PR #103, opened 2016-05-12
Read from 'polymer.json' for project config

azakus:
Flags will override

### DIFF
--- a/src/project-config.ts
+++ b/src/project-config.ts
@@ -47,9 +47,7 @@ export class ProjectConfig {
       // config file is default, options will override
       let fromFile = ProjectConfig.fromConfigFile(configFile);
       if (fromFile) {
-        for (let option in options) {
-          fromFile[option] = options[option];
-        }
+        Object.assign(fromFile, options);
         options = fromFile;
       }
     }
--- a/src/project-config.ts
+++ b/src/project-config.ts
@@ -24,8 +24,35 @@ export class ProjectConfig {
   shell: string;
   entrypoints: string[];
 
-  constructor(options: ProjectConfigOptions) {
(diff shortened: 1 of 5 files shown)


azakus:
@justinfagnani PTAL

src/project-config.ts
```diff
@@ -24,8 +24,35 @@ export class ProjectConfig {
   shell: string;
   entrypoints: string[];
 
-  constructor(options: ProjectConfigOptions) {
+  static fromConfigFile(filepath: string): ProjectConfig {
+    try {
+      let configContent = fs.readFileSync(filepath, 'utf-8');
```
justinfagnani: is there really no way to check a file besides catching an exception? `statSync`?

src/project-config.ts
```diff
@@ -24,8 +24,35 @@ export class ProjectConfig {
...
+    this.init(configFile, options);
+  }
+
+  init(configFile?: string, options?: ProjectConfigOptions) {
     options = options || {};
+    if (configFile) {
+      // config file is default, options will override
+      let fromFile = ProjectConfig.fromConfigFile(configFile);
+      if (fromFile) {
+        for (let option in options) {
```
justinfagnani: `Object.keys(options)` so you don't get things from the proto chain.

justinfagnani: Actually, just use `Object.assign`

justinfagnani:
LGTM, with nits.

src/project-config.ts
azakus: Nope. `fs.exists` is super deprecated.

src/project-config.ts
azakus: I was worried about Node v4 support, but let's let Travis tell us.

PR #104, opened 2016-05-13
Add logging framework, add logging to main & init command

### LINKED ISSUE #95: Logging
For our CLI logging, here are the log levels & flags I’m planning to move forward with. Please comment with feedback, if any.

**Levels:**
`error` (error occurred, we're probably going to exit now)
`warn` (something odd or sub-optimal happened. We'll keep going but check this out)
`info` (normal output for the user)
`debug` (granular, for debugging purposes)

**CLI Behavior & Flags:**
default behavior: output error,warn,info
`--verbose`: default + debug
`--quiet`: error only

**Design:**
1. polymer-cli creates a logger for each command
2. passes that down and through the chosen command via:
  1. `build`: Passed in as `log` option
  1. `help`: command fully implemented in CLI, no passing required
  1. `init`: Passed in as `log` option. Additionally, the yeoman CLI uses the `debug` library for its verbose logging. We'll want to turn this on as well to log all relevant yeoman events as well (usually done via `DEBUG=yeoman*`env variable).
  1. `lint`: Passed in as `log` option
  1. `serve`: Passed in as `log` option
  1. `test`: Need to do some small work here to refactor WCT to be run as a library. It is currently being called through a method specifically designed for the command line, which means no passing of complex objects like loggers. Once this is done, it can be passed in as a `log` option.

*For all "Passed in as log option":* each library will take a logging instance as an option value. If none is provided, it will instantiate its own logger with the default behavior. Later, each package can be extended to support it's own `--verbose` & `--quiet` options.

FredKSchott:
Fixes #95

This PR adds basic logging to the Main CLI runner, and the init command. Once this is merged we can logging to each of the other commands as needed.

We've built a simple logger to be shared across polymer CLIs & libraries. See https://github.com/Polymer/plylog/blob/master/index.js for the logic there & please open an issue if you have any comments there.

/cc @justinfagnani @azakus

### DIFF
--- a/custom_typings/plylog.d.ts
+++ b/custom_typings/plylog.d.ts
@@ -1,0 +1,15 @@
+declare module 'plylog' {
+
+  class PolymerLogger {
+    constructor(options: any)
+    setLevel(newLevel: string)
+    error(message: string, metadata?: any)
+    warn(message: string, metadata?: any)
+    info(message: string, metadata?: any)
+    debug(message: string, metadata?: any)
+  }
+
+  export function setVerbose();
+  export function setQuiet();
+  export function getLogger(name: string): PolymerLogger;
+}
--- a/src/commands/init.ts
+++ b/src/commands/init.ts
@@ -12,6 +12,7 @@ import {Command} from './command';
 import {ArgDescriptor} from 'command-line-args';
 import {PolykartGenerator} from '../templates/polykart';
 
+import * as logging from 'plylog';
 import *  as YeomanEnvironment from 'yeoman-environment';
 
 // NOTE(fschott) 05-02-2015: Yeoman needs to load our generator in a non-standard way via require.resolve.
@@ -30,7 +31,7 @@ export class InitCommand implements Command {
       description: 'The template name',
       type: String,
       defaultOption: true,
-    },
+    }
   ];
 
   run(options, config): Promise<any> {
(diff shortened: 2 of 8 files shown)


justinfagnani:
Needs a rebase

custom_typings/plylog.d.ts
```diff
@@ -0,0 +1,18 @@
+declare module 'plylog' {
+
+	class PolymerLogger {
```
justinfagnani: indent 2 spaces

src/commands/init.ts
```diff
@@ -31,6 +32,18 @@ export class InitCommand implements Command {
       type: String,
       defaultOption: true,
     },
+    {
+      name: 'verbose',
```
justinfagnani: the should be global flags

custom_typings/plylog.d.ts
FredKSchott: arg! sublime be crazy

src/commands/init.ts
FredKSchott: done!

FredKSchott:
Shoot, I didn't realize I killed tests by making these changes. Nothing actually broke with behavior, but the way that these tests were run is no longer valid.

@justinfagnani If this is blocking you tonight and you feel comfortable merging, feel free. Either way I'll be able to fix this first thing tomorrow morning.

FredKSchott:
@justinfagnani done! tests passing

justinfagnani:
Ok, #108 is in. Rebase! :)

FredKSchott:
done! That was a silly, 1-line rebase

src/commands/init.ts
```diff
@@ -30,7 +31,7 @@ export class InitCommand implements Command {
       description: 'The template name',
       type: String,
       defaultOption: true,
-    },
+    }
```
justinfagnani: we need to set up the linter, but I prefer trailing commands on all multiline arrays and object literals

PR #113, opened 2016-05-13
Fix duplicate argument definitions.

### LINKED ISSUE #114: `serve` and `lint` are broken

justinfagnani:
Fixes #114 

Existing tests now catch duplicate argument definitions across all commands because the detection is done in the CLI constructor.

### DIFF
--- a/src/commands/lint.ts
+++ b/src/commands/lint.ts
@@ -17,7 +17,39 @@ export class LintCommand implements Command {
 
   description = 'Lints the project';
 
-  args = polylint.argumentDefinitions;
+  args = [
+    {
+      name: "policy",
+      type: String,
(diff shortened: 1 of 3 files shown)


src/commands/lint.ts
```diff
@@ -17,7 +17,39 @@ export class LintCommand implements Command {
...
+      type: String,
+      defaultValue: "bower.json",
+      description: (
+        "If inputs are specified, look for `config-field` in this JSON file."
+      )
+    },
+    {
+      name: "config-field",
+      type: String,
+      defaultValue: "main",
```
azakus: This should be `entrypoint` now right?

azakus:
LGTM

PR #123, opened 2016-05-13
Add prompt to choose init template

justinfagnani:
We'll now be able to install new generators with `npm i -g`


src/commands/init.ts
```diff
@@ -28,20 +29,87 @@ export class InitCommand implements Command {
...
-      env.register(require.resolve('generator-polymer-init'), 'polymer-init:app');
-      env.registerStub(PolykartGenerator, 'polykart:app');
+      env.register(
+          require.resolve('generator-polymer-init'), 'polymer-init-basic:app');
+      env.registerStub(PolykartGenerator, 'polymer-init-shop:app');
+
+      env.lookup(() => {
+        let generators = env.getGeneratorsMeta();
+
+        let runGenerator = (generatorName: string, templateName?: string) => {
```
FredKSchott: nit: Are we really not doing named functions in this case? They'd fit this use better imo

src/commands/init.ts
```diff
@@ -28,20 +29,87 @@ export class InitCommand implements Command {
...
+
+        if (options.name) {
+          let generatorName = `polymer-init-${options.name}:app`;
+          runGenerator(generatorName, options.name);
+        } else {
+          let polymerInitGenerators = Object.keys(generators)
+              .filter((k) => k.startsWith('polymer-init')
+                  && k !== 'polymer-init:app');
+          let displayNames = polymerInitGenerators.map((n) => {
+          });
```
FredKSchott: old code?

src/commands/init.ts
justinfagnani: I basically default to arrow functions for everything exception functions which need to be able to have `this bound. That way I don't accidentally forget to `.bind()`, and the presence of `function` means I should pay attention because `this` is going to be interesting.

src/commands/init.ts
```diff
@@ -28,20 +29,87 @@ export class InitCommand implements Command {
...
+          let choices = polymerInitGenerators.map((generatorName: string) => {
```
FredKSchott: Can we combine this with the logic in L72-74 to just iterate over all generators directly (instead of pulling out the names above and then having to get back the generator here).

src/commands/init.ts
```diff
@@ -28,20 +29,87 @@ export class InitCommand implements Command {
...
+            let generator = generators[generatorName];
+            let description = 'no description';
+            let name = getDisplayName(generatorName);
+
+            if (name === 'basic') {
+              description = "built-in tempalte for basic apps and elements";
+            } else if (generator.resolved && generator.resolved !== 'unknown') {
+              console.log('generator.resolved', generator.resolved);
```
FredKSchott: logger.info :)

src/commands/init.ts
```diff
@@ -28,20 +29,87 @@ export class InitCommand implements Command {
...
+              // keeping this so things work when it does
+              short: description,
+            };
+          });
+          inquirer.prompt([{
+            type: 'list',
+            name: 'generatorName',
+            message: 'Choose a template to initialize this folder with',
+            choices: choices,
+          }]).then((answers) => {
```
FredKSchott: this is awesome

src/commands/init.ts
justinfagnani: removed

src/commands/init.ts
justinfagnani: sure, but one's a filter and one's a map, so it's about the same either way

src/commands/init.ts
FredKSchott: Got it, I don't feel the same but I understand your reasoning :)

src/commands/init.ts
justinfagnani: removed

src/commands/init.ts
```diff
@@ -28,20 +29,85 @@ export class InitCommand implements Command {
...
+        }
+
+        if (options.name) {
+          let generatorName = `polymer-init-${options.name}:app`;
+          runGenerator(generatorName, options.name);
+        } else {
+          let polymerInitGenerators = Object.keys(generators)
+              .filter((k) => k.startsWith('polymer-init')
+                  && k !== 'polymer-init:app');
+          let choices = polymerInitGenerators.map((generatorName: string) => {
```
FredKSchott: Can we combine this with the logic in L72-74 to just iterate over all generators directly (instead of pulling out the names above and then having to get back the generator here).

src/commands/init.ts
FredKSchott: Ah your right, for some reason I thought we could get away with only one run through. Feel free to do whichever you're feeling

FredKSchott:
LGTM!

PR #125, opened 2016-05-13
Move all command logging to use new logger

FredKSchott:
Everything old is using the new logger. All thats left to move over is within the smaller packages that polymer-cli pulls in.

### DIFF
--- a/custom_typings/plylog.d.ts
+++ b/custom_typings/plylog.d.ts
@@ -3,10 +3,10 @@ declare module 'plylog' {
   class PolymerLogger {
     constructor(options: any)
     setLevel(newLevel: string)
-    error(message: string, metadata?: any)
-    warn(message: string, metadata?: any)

+---+

Problem details: Only lines with the word "across" should be collected from the material.

Answer space:
We've built a simple logger to be shared across polymer CLIs & libraries. See https://github.com/Polymer/plylog/blob/master/index.js for the logic there & please open an issue if you have any comments there.
Existing tests now catch duplicate argument definitions across all commands because the detection is done in the CLI constructor.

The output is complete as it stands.